[Stored data]
========

PR #2025, opened 2020-08-18
VUE-372 Fix for 500 error on receipt page

eddieferrer:
* Prevents 500 error if receipt query fails for some reason

### DIFF
--- a/src/pages/Thanks/ThanksPage.vue
+++ b/src/pages/Thanks/ThanksPage.vue
@@ -116,11 +116,18 @@ export default {
 			// The default empty object and the v-if will prevent the
 			// receipt from rendering in the rare cases this query fails.
 			// But it will not throw a server error.
-			this.receipt = _get(data, 'shop.receipt', {});
+			this.receipt = _get(data, 'shop.receipt');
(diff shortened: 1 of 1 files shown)


eddieferrer:
If the receipt query fails, assuming the lender query does not, the user will see the message saying confirmation sent to email

src/pages/Thanks/ThanksPage.vue
```diff
@@ -111,8 +112,13 @@ export default {
...
+
+			// The default empty object and the v-if will prevent the
+			// receipt from rendering in the rare cases this query fails.
+			// But it will not throw a server error.
+			this.receipt = _get(data, 'shop.receipt', {});
+			const loansResponse = _get(this.receipt, 'items.values', []);
+			this.loans = loansResponse
 				.filter(item => item.basketItemType === 'loan_reservation')
 				.map(item => item.loan);
 		}
```
mcstover, line 124: @eddieferrer could we please console an error if the receipt and/or the lender is missing at the end of this result. For the lender we can prob just key off the presence or lack thereof `userAccount`.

========

[Task brief] Each entry, exactly as written, should be set down once more.

[Exercise response]
PR #2025, opened 2020-08-18
VUE-372 Fix for 500 error on receipt page

eddieferrer:
* Prevents 500 error if receipt query fails for some reason

### DIFF
--- a/src/pages/Thanks/ThanksPage.vue
+++ b/src/pages/Thanks/ThanksPage.vue
@@ -116,11 +116,18 @@ export default {
 			// The default empty object and the v-if will prevent the
 			// receipt from rendering in the rare cases this query fails.
 			// But it will not throw a server error.
-			this.receipt = _get(data, 'shop.receipt', {});
+			this.receipt = _get(data, 'shop.receipt');
(diff shortened: 1 of 1 files shown)


eddieferrer:
If the receipt query fails, assuming the lender query does not, the user will see the message saying confirmation sent to email

src/pages/Thanks/ThanksPage.vue
```diff
@@ -111,8 +112,13 @@ export default {
...
+
+			// The default empty object and the v-if will prevent the
+			// receipt from rendering in the rare cases this query fails.
+			// But it will not throw a server error.
+			this.receipt = _get(data, 'shop.receipt', {});
+			const loansResponse = _get(this.receipt, 'items.values', []);
+			this.loans = loansResponse
 				.filter(item => item.basketItemType === 'loan_reservation')
 				.map(item => item.loan);
 		}
```
mcstover, line 124: @eddieferrer could we please console an error if the receipt and/or the lender is missing at the end of this result. For the lender we can prob just key off the presence or lack thereof `userAccount`.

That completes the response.